# [To do]
The records sit below. Return every line in them that holds the word "preview".

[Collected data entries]
"""

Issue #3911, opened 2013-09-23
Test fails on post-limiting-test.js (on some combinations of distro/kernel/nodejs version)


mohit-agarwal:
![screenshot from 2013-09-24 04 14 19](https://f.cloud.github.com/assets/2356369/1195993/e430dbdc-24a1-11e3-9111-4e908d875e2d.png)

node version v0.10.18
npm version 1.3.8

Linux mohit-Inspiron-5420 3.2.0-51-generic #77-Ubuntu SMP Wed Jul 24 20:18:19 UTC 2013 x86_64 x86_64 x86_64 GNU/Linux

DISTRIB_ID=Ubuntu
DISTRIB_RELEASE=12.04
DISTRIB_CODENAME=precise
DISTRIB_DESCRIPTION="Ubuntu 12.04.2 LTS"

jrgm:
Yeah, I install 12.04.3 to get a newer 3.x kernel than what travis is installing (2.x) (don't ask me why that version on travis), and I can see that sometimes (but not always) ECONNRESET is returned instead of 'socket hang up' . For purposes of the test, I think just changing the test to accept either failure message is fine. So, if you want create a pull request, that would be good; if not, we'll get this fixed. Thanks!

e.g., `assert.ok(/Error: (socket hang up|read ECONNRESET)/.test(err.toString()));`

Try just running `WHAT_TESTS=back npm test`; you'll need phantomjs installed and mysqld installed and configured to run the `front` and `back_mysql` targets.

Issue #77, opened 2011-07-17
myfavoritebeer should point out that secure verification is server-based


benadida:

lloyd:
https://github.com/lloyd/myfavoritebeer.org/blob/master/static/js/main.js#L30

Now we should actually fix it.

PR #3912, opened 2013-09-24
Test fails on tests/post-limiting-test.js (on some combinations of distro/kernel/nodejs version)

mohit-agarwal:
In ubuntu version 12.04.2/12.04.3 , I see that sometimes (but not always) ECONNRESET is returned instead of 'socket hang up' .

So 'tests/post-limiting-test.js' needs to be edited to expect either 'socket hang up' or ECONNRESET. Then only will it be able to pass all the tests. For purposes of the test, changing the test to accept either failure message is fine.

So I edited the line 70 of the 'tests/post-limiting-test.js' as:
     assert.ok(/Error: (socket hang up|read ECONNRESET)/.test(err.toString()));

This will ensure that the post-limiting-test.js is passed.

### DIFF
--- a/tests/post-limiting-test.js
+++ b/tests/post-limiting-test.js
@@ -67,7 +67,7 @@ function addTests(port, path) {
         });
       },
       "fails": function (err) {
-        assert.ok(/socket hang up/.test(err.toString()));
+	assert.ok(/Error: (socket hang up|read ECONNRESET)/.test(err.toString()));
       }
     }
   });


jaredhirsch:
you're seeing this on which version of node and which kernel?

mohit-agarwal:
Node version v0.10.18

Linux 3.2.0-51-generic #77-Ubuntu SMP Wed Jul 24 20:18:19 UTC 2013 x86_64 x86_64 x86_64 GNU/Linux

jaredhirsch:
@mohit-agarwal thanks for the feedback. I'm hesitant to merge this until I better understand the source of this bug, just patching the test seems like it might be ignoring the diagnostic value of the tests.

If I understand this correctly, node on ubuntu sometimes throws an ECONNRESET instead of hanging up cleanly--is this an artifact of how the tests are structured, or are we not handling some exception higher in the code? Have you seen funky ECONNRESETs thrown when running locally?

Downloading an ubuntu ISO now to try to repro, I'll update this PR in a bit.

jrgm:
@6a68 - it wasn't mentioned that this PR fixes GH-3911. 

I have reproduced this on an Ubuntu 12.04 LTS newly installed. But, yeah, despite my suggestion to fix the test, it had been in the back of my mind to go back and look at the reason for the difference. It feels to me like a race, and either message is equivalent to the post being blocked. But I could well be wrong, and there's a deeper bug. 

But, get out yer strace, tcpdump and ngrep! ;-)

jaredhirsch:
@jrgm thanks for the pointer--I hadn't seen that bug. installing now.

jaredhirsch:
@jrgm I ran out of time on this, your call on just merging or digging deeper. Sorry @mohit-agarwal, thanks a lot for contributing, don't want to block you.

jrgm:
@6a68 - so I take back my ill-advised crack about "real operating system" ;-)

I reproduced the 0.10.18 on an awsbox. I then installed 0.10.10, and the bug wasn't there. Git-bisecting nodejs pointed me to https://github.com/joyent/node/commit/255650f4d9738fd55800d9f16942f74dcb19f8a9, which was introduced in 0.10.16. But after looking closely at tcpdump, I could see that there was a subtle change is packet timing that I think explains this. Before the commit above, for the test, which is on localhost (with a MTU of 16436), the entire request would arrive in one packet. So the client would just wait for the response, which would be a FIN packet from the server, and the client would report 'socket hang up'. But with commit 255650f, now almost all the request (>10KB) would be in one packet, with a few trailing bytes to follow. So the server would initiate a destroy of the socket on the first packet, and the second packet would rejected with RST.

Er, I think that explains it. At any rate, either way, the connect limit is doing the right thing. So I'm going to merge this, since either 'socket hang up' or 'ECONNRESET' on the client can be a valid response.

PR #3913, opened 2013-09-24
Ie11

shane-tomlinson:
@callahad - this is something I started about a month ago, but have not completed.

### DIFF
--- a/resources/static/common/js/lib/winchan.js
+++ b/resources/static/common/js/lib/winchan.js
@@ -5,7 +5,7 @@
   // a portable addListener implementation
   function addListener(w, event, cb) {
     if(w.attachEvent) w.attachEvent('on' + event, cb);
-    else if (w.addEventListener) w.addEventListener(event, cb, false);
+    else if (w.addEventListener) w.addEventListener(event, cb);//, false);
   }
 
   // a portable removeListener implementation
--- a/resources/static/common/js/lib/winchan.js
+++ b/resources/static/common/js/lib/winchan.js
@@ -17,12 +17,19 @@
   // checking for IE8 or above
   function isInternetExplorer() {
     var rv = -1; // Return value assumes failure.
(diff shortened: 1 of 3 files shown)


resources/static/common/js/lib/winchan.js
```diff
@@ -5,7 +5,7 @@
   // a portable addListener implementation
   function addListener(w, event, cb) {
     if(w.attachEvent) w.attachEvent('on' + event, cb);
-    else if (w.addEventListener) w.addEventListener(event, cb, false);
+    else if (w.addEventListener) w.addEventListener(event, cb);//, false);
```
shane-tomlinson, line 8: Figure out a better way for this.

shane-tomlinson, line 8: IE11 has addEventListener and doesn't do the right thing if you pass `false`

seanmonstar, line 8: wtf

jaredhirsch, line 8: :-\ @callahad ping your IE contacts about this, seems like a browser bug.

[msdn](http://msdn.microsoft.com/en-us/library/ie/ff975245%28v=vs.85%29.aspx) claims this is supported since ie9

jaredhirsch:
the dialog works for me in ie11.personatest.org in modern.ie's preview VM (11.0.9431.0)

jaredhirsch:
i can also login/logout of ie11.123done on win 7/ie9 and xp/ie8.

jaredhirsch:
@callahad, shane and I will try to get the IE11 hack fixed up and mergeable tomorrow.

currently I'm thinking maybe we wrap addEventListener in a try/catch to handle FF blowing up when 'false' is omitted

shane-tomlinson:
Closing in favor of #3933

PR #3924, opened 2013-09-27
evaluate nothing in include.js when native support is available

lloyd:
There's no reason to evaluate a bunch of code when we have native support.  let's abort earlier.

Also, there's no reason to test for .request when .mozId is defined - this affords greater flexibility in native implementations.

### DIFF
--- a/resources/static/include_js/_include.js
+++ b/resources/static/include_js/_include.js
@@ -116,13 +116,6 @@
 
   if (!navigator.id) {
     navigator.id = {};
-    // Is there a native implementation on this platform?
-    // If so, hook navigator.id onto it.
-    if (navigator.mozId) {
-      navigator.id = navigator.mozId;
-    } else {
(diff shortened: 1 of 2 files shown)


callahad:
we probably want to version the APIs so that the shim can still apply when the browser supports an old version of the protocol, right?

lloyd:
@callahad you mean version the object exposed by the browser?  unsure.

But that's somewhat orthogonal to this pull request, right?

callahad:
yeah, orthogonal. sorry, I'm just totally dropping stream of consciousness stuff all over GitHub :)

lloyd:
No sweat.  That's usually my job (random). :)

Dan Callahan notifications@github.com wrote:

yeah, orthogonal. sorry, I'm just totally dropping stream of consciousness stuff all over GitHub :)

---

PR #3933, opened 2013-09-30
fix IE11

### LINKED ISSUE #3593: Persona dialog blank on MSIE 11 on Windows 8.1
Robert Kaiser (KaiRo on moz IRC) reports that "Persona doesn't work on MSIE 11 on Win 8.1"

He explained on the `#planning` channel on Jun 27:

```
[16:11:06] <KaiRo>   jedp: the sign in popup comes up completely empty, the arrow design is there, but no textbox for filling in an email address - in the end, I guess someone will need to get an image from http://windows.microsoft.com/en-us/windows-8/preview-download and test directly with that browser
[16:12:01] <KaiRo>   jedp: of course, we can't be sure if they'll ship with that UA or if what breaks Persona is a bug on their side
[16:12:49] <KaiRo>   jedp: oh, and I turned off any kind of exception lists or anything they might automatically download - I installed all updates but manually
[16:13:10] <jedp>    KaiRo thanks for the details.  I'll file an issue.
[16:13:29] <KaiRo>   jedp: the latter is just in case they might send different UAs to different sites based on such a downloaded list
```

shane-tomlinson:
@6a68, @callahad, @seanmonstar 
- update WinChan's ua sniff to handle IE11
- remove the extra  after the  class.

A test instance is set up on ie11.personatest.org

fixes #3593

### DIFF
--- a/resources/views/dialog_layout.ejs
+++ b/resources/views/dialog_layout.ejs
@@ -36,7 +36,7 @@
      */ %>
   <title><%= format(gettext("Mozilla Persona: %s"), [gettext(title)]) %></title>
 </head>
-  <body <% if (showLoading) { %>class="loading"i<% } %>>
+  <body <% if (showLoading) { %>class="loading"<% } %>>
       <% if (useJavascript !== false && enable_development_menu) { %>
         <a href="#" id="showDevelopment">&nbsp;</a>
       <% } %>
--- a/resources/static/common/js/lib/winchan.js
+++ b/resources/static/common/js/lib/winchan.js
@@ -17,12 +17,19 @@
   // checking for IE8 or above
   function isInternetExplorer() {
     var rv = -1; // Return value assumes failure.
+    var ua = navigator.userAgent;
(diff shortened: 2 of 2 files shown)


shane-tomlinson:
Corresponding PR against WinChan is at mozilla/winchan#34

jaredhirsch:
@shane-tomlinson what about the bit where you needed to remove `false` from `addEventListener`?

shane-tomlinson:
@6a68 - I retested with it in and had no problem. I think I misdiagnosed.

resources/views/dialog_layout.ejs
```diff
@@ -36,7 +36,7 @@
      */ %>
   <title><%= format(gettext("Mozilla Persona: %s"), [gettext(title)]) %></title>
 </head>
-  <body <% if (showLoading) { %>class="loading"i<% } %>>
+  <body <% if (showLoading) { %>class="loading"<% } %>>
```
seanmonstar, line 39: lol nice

"""

# [The completed task]
the dialog works for me in ie11.personatest.org in modern.ie's preview VM (11.0.9431.0)
[16:11:06] <KaiRo>   jedp: the sign in popup comes up completely empty, the arrow design is there, but no textbox for filling in an email address - in the end, I guess someone will need to get an image from http://windows.microsoft.com/en-us/windows-8/preview-download and test directly with that browser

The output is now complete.